The recent and drastic Reduction In Force (RIF) at the U. S. Food and Drug Administration (FDA) is already having ripple effects not just internally, but across the broader regulatory and life sciences communities and the public at large. While much of the focus has been on how these cuts may impact application review timelines and industry engagement, see earlier post about the effect on generic drugs, another quieter consequence is emerging – a significant slowdown in the availability of information that FDA is required to produce under the Freedom of Information Act (FOIA).
FOIA is a U.S. federal law enacted in 1967 to promote transparency and accountability in the federal government by granting the public the right to request access to government records, subject to certain exemptions. As it relates to the FDA, FOIA serves as a vital tool for stakeholders – including patients, researchers, and regulated industry – to better understand the Agency’s scientific, policy and regulatory decision-making.

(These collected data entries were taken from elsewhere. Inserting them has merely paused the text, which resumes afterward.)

PR #262, opened 2026-06-01
feat(automation): field_map guidance, event attributes catalog, and create preflight

adriannoes:
## Summary

- **Automation:** Document `field_map` for traditional `update_card_field` rules (numeric `internal_id`, not slug); add `get_automation_event_attributes` (SDK, MCP, CLI); preflight `field_map.fieldId` and `card_moved` + `move_single_card` transitions on **`create_automation` only** before GraphQL.
- **Agent contract:** Skill and `docs/mcp/tools/automations-and-ai.md` state create-only preflight and text-only move-transition errors (recovery via error message or `get_phase_allowed_move_targets`, not a `valid_destinations` envelope field).
- **Portal:** Expand `docs/mcp/tools/portal.md` and add `skills/portal-setup/pipefy-portal-setup/SKILL.md`.


docs/config.md
```diff
@@ -52,7 +52,7 @@ The same fields populate from environment variables in upper-case `PIPEFY_<NAME>
 
 | Variable | Default | Effect |
 |----------|---------|--------|
-| `PIPEFY_BASE_URL` | `https://app.pipefy.com` | Drives the four API endpoints (`graphql_url`, `internal_api_url`, `interfaces_graphql_url`, `service_account_url`) as computed properties. Set once for non-prod environments. |
+| `PIPEFY_BASE_URL` | `https://app.pipefy.com` | Drives the four API endpoints (`graphql_url`, `internal_api_url`, `interfaces_graphql_url`, `service_account_url`) as computed properties. Set once for non-prod environments. Portal tools use `interfaces_graphql_url` (`<base>/graphql/interfaces`) and `internal_api_url` (`<base>/internal_api`); see [`mcp/tools/portal.md`](mcp/tools/portal.md#endpoints). |
```
gbrlcustodio: nitpick(non-blocking): I don't think these add extra value here. If we need a tools vs schema table, which I don't think we do, it better be in a purposely created comparison table.

packages/mcp/tests/test_server.py
```diff
@@ -34,7 +34,17 @@ def client_session():
...
+    mock_container.initialize_services = AsyncMock()
+    mock_container.pipefy_client = MagicMock()
+
+    with (
+        patch("pipefy_mcp.server.settings", _MINIMAL_PIPEFY_SETTINGS),
+        patch(
+            "pipefy_mcp.server.ServicesContainer.get_instance",
+            return_value=mock_container,
+        ),
+    ):
```
gbrlcustodio: question (non-blocking): I’m confused about why this change was necessary. We didn’t modify the server initialization, so I don’t understand why it had to be altered.

packages/sdk/src/pipefy_sdk/automation_preflight.py
```diff
@@ -130,8 +133,169 @@ async def validate_traditional_automation_move_transition(
...
+            f'field_map fieldId "{field_id}" must be the numeric internal_id on pipe '
+            f"{action_pipe_id}, not the field slug used by update_card_field. {discovery}"
+        )
+    return (
+        f'field_map fieldId "{field_id}" was not found on pipe {action_pipe_id}. '
+        f"{discovery}"
+    )
+
+
+async def _load_action_pipe_internal_field_ids(
```
Danielmoraisg, line 225: This lazy phase-fetch is effectively unreachable. `GET_PIPE_QUERY` (`queries/pipe_queries.py:13-20`) always embeds `phases { fields { internal_id } }`, so `embedded_fields` is always a list. The branch only fires when a phase has an empty field list, where `get_phase_fields` returns the same empty list. So it adds a second network path and failure handler that production never needs. `test_validate_field_map_lazy_loads_phase_fields` passes only because it hand-builds a response with `fields: None`, which the real query never returns.

Either drop the branch and rely on the embedded fields, or, if this is deliberate future-proofing against a query change, note that and test against a realistic `get_pipe` response shape.

packages/sdk/src/pipefy_sdk/automation_preflight.py
```diff
@@ -130,8 +133,169 @@ async def validate_traditional_automation_move_transition(
...
+        for field in phase_data.get("fields") or []:
+            if not isinstance(field, dict):
+                continue
+            iid = field.get("internal_id")
+            if iid is not None:
+                internal_ids.add(str(iid))
+    return internal_ids
+
+
+async def validate_automation_field_map_field_ids(
```
Danielmoraisg, line 245: Two small design points, both non-blocking:

1. Decision and effect are mixed here: the function loads ids (I/O) and then classifies slug-vs-unknown and raises in the same body, so the branching can only be tested with a `get_pipe` mock. Extracting a pure `classify_field_map_field_ids(destination_ids, known_internal_ids) -> (field_id, reason) | None` would let the classification be unit-tested with no mocks, leaving this shell to load and raise.
2. Fail-fast: the slug-format check (`_DIGITS_ONLY_RE`) needs no pipe data but runs after `get_pipe`. A payload that is all slugs still pays a network round-trip before failing. Running the format check first avoids that.

packages/mcp/src/pipefy_mcp/tools/automation_tools.py
```diff
@@ -206,6 +216,32 @@ async def get_automation_events(
                 "Automation events catalog retrieved.",
             )
 
+        @mcp.tool(
+            annotations=ToolAnnotations(readOnlyHint=True, destructiveHint=False),
+        )
+        async def get_automation_event_attributes(ctx: Context) -> dict[str, Any]:
```
Danielmoraisg, line 222: This returns exactly one row today, because the backend `automationEventAttributes` type has a single field (`automationEventExecutionDatetime`). The genuinely useful token list for `field_map.value` (about 17 tokens: `created_at`, `finished_at`, `current_phase`, `due_date`, `id`, `title`, `assignees`, `labels`, `created_by`, copy-from-field by numeric internal_id, and more). The docstring is honest that those are not returned here, but an agent calling this to discover value tokens gets one.

Consider documenting the full  set, or making the single-row scope more prominent so agents do not treat this as the complete catalog.

skills/portal-setup/pipefy-portal-setup/SKILL.md
```diff
@@ -0,0 +1,327 @@
...
+  portals (main hub, pages, page elements, sub-portals, publish/unpublish).
+  Covers 20 MCP tools on Interfaces + internal_api. Not for pipes/cards.
+tags: [pipefy, portal, interfaces, sub-portal, pages, elements]
+---
+
+# Portal setup
+
+Configure an organization's Pipefy portal: bootstrap the main hub, add pages and widgets, wire and publish sub-portals. **20 MCP tools** (Interfaces GraphQL + internal_api for sub-portal wiring).
+
+Deep reference: [`docs/mcp/tools/portal.md`](../../docs/mcp/tools/portal.md). Parity matrix: [`docs/parity.md`](../../docs/parity.md). Env vars: [`docs/config.md`](../../docs/config.md).
```
Danielmoraisg: Broken relative links. This file is at `skills/portal-setup/pipefy-portal-setup/`, three levels deep, so repo-root docs need `../../../`. All three links here resolve to `skills/docs/...` (missing): `../../docs/mcp/tools/portal.md`, `../../docs/parity.md`, `../../docs/config.md`. Change them to `../../../docs/...`.

skills/portal-setup/pipefy-portal-setup/SKILL.md
```diff
@@ -0,0 +1,327 @@
...
+- After layout/element edits on a disposable page, main portal pages used in production still open in the builder (no HTTP 500).
+
+---
+
+## Failure modes
+
+| Symptom | Likely cause | Recovery |
+|---------|----------------|----------|
+| `PERMISSION_DENIED` on writes | Wrong org, missing `manage_portals`, or SA not joined on interface | Same org as `list_portals`; user runs portal admin join; try human admin token |
+| Reads OK, writes fail on “admin” org | Token is human on org A, numeric id is org B | Align `organization_uuid` with token membership |
```
Danielmoraisg: Curly double quotes around "admin". Use straight quotes.

skills/portal-setup/pipefy-portal-setup/SKILL.md
```diff
@@ -0,0 +1,327 @@
...
+| `create_portal_element` opaque / 500 | Interfaces instability on some orgs | `duplicate_portal_element` from existing widget on same page |
+| Portal viewer HTTP 500 | Orphan `layout` children or wrong layout shape | Copy/fix layout from `get_portal`; delete disposable smoke page |
+| Nested `success: false` | API rejected mutation | Read `error.message`; do not assume top-level success |
+| Validation on element | Wrong metadata keys or partial update | Full metadata blob; `linkName` / `name` per type |
+
+---
+
+## See also
+
+- [`docs/mcp/tools/portal.md`](../../docs/mcp/tools/portal.md) — endpoints, wire naming, maintainer introspection
```
Danielmoraisg: Both See-also links are broken from this depth. Line 326 `../../docs/mcp/tools/portal.md` resolves to `skills/docs/...` (use `../../../docs/...`). Line 327 `../introspection/pipefy-introspection/SKILL.md` resolves to `skills/portal-setup/introspection/...` (use `../../introspection/...`, matching the sibling-skill convention in `skills/automations/pipefy-automations/SKILL.md:225`).

docs/mcp/tools/portal.md
```diff
@@ -186,18 +213,39 @@ Additional element types may appear; treat unknown keys as opaque JSON.
...
+
+---
+
+## Maintainers (TDD and introspection)
+
+When changing portal SDK/MCP/CLI behavior:
+
+1. **Spec:** `.cursor/dev-planning/specs/portal-crud/` (PRD, `introspection-snapshot.md`, `tasks/tasks-portal-crud.md`).
+2. **TDD loop:** SDK unit tests → MCP tool tests → CLI tests; `uv run pytest -m "not integration" -k portal`; update [`docs/parity.md`](../../parity.md) in the same PR.
+3. **Live schema:** [`.cursor/skills/pipefy-graphql-introspection/SKILL.md`](../../../.cursor/skills/pipefy-graphql-introspection/SKILL.md) — point introspection at Interfaces or internal_api before adding mutations:
```
Danielmoraisg: This maintainers block points at uncommitted local tooling and a removed env var:

- This line links `.cursor/skills/pipefy-graphql-introspection/SKILL.md`; `.cursor/skills/` is not in the repo and is not gitignored, so the link is dead. Lines 237 and 243 also reference `.cursor/` paths.
- Line 242 uses `PIPEFY_GRAPHQL_URL`, which the codebase already removed (see CHANGELOG "Removed": set `PIPEFY_BASE_URL`). Settings silently ignore unknown vars, so the snippet would not work as written. Use `PIPEFY_BASE_URL`.

Decide whether the `.cursor/` tooling is meant to ship; if not, describe the introspection step without dead links.

docs/config.md
adriannoes: Already addressed in b6955ce — removed the portal endpoint note from the `PIPEFY_BASE_URL` row; portal endpoints stay in `portal.md` only.

packages/mcp/tests/test_server.py
adriannoes: Good catch — reverted in 9ace4f4. The mock was not needed; `test_register_tools` passes with only the settings patch (same as `dev`). It was added preemptively when wiring the new tool and should not have shipped.

packages/sdk/src/pipefy_sdk/automation_preflight.py
adriannoes: Agreed — dropped the lazy `get_phase_fields` branch in 9ace4f4. Preflight now relies solely on embedded phase fields from `get_pipe` (via `GET_PIPE_QUERY`). Removed `test_validate_field_map_lazy_loads_phase_fields` since it only passed with an unrealistic `fields: None` shape.

packages/sdk/src/pipefy_sdk/automation_preflight.py
adriannoes: Both addressed in 9ace4f4:

1. Extracted pure `find_non_numeric_field_map_field_id` and `find_invalid_field_map_field_id` with unit tests (no mocks).
2. Slug-format check runs before `get_pipe`; `test_validate_field_map_raises_for_slug_field_id` now asserts `get_pipe.assert_not_called()`.

packages/mcp/src/pipefy_mcp/tools/automation_tools.py
adriannoes: Addressed in 9ace4f4: tool docstring now leads with **"Not the full token list"** and names the single-row backend limit. Expanded the Common value tokens table in `docs/mcp/tools/automations-and-ai.md` (id, title, created_at, due_date, finished_at, current_phase, assignees, labels, created_by, copy-from-field, etc.) and cross-linked from the tools table.

skills/portal-setup/pipefy-portal-setup/SKILL.md
adriannoes: Fixed in 9ace4f4 — all three header links now use `../../../docs/...`.

skills/portal-setup/pipefy-portal-setup/SKILL.md
adriannoes: Fixed in 9ace4f4 — replaced curly quotes with backticks around `admin`.

skills/portal-setup/pipefy-portal-setup/SKILL.md
adriannoes: Fixed in 9ace4f4 — See also links now use `../../../docs/mcp/tools/portal.md` and `../../introspection/pipefy-introspection/SKILL.md` (sibling-skill convention).

docs/mcp/tools/portal.md
adriannoes: Fixed in 9ace4f4: removed `.cursor/skills/` dead links; maintainers section now points at `skills/introspection/pipefy-introspection/SKILL.md` and `gql-cli` examples using `$PIPEFY_BASE_URL/graphql/interfaces` and `$PIPEFY_BASE_URL/internal_api` (per `docs/config.md`).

Documents that FDA discloses in response to FOIA requests can vary widely, from inspectional documents, like Form 483s and Establishment Inspection Reports, to correspondence between FDA and sponsors, and can be voluminous, such as 510(k) documents and other review memos. However, not all information contained in FDA records is disclosable. Under the law, FDA can redact or withhold information that falls under one of nine exemptions; the most commonly used exemptions are: information that describes FDA’s internal deliberative processes (Exemption 2), information that is prohibited from disclosure by other laws (Exemption 3), confidential commercial or financial information or trade secrets (Exemption 4), inter-agency and intra-agency communications (Exemption 5), information that could lead to an invasion of personal privacy of individuals (Exemption 6), and records or information compiled for law enforcement purposes (Exemption 7).

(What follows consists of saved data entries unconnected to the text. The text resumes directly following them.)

PR #543, opened 2017-08-31
Add check to cli 

grimadas:
Add checks to cli to check if file defined in the flags is present.


iroha-cli/main.cpp
```diff
@@ -82,13 +82,19 @@ int main(int argc, char* argv[]) {
       logger->info("Send transaction to {}:{} ", FLAGS_address,
                    FLAGS_torii_port);
       std::ifstream file(FLAGS_json_transaction);
+      if (not file.is_open()){
```
lebdron: Execution should probably stop if such error occurs.

neewy:
It was proposed to introduce mechanism of handling critical situations both in irohad, iroha-cli. Consider changing this PR after we will decide on that

iroha-cli/main.cpp
```diff
@@ -91,6 +92,10 @@ int main(int argc, char *argv[]) {
```
x3medima17: curl

x3medima17: test

PR #549, opened 2017-09-04
Update README.md

neewy:
## What is this pull request?
Updated readme in master branch
   
As we changed script for Docker environment, we should inform developers on main page of repo. _However, this information is only valid for develop branch._ Please, tell me what do you think, and should we mention it to use develop branch for up-to-date code in README text?


neewy:
Since it is valid only for develop branch, we won't update main page (README.md in master branch) until next release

As a result of the RIF, stakeholders are now seeing longer wait times for both requested documents via FOIA and proactive disclosures, like approval packages routinely posted on Drugs@FDA which are required under the Food and Drug Administration Amendments Act (FDAAA) to be posted within 30 calendar days of approval for new products or within 30 calendar days of the third FOIA request for the action package. In some cases, previously routine postings are delayed or going unpublished altogether. We also have heard from the remaining FDA FOIA staff that it could be at least a month before they can even provide a new estimate for when to expect responses under pending FOIA requests. For those requestors who already have been waiting months (or even years) for FDA to provide the documents that FDA put on a “complex” track, the staffing cuts are hugely disappointing. Although there are avenues for escalating or litigating unreasonable delays for responding to FOIA requests, it is difficult to see how these approaches will be effective as no one may even be available to respond to an appeal until the dust settles.

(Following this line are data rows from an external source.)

PR #554, opened 2017-09-05
Added CI webhook to update upsource status

Warchant:
Adds a script to update build status on https://upsource.soramitsu.co.jp from circle CI.

### DIFF
--- a/.circleci/config.yml
+++ b/.circleci/config.yml
@@ -14,7 +14,7 @@ jobs:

Transparency has long been a cornerstone of FDA’s public health mission, and one that the new HHS Secretary and FDA Commissioner have reinforced as their priorities. But in these unprecedented times, as the Agency navigates the strain of recent workforce reductions, the ripple effects are increasingly hard to ignore. What began as a staffing challenge is quickly becoming an information bottleneck—one that threatens to erode the transparency that stakeholders rely on. If access to critical regulatory documents continues to slow or stall, the consequences could extend beyond inconvenience, ultimately impacting the ability of patients, providers, and developers to make informed decisions that affect public health.